EXERCISE INSTRUCTIONS: Instruction for the entries that follow: retype exactly the lines from the line with "PR #1558, opened 2020-09-11" to the line with "PR #1564, opened 2020-09-14", both included, and omit all others.

Stored entries:
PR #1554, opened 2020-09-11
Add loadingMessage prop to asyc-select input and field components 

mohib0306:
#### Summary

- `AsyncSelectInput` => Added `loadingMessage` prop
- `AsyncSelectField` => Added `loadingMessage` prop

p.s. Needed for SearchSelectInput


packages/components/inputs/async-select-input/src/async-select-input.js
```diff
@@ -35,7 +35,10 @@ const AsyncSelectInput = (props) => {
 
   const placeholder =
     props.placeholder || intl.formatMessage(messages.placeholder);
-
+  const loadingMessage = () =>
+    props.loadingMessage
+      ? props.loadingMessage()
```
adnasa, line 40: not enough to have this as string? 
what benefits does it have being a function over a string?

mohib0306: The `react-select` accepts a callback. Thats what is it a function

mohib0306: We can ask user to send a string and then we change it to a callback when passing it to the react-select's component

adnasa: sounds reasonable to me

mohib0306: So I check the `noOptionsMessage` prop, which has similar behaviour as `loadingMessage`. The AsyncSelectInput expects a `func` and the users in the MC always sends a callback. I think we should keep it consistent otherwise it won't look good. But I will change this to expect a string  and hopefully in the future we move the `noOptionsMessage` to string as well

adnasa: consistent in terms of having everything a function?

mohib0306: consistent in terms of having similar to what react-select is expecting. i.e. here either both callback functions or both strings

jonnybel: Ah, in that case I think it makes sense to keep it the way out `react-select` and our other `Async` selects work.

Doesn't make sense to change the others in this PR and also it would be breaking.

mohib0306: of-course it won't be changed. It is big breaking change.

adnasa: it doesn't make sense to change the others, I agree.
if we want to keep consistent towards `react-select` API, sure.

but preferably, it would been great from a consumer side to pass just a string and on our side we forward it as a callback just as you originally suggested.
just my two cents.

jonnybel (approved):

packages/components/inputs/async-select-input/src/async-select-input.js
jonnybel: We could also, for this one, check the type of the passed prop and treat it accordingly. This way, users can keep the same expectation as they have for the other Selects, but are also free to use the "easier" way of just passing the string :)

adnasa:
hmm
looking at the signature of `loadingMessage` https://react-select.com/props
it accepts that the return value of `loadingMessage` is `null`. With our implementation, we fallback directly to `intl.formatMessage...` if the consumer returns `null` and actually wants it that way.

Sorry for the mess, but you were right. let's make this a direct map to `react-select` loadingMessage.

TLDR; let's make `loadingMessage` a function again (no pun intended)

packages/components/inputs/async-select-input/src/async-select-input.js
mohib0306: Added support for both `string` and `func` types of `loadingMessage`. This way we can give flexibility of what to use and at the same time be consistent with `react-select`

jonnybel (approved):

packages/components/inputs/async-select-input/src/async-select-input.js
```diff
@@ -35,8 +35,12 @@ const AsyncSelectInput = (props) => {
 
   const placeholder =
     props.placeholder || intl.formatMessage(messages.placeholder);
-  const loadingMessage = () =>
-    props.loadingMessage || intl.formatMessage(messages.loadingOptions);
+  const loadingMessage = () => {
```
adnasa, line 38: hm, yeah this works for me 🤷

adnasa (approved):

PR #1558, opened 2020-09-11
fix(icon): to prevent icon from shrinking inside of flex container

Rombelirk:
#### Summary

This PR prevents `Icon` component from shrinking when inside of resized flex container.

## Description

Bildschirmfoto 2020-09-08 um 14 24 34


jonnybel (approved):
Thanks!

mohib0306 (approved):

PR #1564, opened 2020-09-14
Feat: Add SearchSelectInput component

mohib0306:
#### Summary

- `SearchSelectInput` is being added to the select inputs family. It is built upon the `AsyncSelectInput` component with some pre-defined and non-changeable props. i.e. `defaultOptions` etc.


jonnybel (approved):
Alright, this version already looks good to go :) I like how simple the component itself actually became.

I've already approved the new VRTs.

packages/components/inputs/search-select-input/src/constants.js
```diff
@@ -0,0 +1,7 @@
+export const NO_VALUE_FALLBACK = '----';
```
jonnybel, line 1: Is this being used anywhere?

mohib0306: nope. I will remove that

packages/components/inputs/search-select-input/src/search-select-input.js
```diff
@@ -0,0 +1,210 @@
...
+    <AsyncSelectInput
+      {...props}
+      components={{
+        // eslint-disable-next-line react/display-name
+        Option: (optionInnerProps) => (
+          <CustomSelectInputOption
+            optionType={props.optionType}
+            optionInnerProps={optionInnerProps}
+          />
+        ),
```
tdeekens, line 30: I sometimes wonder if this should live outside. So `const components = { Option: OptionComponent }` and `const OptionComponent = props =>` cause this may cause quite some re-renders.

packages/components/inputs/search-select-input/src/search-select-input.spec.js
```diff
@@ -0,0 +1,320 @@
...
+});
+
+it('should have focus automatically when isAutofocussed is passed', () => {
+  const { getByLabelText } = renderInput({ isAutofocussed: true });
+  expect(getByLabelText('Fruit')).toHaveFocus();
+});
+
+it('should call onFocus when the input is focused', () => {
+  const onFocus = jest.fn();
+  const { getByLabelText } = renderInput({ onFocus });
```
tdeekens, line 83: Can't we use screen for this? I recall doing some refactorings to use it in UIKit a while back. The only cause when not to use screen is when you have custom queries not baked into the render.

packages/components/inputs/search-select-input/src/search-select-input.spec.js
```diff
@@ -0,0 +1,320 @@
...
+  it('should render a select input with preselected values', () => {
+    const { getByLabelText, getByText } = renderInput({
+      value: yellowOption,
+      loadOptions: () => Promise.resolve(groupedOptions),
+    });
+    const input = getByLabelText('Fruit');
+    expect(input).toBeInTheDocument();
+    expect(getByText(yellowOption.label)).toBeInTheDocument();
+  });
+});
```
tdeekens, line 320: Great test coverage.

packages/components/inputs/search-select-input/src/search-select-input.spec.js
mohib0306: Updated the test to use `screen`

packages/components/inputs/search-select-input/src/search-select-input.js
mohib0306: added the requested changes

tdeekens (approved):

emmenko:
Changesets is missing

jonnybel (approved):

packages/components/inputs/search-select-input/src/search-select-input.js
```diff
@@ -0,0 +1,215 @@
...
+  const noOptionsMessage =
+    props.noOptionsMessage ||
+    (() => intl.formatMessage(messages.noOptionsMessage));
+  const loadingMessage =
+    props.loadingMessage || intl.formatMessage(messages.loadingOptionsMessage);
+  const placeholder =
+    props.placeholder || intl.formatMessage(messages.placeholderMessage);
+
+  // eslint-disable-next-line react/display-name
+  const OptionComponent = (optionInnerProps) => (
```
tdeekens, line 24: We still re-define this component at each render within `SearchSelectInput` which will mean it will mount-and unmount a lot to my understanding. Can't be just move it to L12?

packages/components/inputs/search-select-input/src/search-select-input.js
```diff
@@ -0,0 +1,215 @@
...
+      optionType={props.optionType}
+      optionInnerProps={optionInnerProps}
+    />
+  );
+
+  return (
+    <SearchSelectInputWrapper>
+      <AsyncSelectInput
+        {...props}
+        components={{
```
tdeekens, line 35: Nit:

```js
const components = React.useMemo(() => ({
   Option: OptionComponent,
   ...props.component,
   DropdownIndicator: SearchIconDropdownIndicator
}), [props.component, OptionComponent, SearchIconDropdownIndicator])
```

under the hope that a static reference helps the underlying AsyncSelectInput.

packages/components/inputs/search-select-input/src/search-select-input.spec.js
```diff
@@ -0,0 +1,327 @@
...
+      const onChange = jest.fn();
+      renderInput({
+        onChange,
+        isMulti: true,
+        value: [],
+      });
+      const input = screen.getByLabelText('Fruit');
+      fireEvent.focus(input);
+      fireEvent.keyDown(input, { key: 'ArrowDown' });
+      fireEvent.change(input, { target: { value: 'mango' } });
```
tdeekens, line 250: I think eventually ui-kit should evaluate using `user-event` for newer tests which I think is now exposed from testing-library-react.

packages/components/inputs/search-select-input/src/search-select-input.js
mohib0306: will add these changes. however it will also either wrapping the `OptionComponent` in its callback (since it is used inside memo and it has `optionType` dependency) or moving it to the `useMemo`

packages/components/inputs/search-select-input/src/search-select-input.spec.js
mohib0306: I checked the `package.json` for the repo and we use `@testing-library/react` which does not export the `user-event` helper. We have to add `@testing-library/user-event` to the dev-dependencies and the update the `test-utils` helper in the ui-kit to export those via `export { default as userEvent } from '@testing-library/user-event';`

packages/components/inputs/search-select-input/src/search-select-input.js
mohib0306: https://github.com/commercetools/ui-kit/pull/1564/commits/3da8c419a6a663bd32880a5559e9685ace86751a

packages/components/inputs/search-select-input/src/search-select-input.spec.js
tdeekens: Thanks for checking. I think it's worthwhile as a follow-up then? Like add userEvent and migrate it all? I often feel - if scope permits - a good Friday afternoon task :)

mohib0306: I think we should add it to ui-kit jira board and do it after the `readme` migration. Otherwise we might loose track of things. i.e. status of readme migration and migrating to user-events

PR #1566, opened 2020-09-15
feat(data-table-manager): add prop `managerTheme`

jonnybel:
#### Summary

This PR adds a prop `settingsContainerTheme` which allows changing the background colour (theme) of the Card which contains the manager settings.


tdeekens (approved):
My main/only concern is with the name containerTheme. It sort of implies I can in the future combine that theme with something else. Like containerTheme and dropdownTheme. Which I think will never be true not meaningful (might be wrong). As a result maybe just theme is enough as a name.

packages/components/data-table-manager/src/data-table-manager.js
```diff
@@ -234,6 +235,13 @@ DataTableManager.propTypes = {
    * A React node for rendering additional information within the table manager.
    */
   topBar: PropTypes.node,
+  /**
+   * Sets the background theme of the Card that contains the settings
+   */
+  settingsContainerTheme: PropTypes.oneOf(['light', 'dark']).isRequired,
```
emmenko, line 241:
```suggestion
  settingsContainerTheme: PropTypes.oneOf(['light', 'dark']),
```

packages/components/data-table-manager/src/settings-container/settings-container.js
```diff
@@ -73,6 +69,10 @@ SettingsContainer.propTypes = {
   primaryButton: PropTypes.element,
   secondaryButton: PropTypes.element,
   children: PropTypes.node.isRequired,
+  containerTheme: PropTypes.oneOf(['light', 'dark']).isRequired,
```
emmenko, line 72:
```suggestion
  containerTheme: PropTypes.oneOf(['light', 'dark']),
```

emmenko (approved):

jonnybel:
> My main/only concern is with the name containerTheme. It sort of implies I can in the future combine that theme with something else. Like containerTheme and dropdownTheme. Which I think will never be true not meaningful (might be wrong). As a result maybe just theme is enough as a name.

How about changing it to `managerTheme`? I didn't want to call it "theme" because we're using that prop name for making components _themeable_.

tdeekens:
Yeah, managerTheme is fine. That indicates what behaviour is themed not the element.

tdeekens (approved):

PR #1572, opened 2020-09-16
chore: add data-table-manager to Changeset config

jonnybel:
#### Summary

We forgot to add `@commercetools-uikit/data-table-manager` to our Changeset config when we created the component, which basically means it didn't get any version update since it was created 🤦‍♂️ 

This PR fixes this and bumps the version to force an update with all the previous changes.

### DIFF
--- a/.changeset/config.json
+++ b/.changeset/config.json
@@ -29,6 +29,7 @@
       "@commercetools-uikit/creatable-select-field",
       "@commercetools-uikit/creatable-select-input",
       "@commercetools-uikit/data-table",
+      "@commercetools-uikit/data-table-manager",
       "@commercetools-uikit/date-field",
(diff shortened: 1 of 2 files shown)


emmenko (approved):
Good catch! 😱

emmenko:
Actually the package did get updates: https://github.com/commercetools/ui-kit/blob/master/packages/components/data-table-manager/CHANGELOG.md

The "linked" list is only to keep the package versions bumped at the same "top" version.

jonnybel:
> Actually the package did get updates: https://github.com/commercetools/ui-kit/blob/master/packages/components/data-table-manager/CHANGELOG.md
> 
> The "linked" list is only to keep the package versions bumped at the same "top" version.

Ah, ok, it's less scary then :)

EXERCISE OUTPUT:
PR #1558, opened 2020-09-11
fix(icon): to prevent icon from shrinking inside of flex container

Rombelirk:
#### Summary

This PR prevents `Icon` component from shrinking when inside of resized flex container.

## Description

Bildschirmfoto 2020-09-08 um 14 24 34


jonnybel (approved):
Thanks!

mohib0306 (approved):

PR #1564, opened 2020-09-14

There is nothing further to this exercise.